Andrews’s relief faltered and he looked flustered. ‘The note? Why? Oh… I’m afraid I threw it away after I found it. There seemed little point in hanging on to it.’
‘I see.’ I lifted my hat an inch. ‘Well, I’m glad things are settled. Goodbye, Mr Andrews.’
Something flickered in his expression. A faint doubt, or hope. Then it was gone.
‘Goodbye, Mr Lennox.’
Maybe it was because I was at a loose end that I didn’t go straight home. There are more ways than ‘import-export’ to make the kind of money to afford a home in Bearsden. I headed north through Glasgow’s leafy suburb and turned into another lengthy drive through manicured bushes and trees. But when I reached the top, it wasn’t a short, fleshy businessman who stood outside the small mansion. Instead there was a huddle of thugs in cheap suits, maliciously eyeing my progress up the drive.
‘And what can I do for you?’ The Glasgow accent was as thick as the macassar on the hair of the heavy who came over to the car window. He was dressed in tight drainpipe trousers and a mid-thigh-length jacket. It was the latest fashion, apparently. It was supposed to look ‘Edwardian’ and I’d heard followers of it called themselves ‘Teddy Boys’.
‘I’d like to see Mr Sneddon.’
‘Oh you would, would you? Do you have an appointment?’ He pronounced every consonant of ‘appointment’ as if he’d been practising it.
‘No. Tell him Lennox is here. I want to talk to him.’
‘What about?’
‘That’s between me and Mr Sneddon.’
The goon in the drainpipes opened the car door and led me into Sneddon’s mansion. Like some thug parody of a butler, he told me to wait in the mock-Gothic hall. Sneddon let me stew for half an hour before he emerged from the snooker room. He was making a point. I was now at his pleasure and could not leave without his permission.

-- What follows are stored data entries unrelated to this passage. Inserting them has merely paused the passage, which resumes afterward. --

Issue #419, opened 2020-11-08
Update Tenant Info page lease option with calendar widget


Chris-Boe:
**Purpose**
What will this feature provide?
Allows the user to edit the lease dates on the Tenant information page.

**Proposed Solution**
If you have an idea on how to implement this feature, please share!
Add the Calendar Modal functionality (from the Add Tenant page) to the Lease option on the Manage Tenant page

**Acceptance Criteria**
Please list the requirements the implementation of this feature should meet.
- [ ] Should update the following two fields in the backend when the tenant gets saved:
    dateTimeStart = db.Column(db.DateTime, nullable=False)
    dateTimeEnd = db.Column(db.DateTime, nullable=False)

**Mockup Screenshot or Page Number**
Pages 11 and 30
![image](https://user-images.githubusercontent.com/8600792/98458757-c6b45100-2148-11eb-892e-6eefa89ec54d.png)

Willie Sneddon was one of the Three Kings who ran Glasgow. The Bearsden mock-baronialism that surrounded us may have been Sneddon’s castle, but his kingdom sat on the South Side. He was not a particularly big man, and he was expensively and surprisingly tastefully dressed. But at the very first glance you could tell that this man was all about violence. His build was stocky but not heavy. Muscular. Sinewy, as if he had been woven from rope. Added to that, someone had in the distant past permanently creased his right cheek with a razor.
‘What the fuck do you want, Lennox?’ He fired the greeting over his shoulder as he led me into a study lined with books he would never and probably could never read. I was not invited to but I sat down anyway.
‘I had a run in with Frankie McGahern,’ I said, lighting a cigarette.
‘I heard it was him that had a run in with you,’ answered Sneddon with perfect Govan grammar. ‘You kill him, Lennox?’
‘I’m in the clear for that. Someone else did him. Who, is the big question. And that’s what I want to talk to you about. I wanted to ask you if you knew anything about what happened to his brother.’
‘You accusing?’
‘No, Mr Sneddon. Not accusing, just asking. I can’t see any reason why you would have Tam McGahern killed. Or Frankie. But no one knows this town like you…’
‘Oh aye? I suppose you’ve not talked to the other Kings?’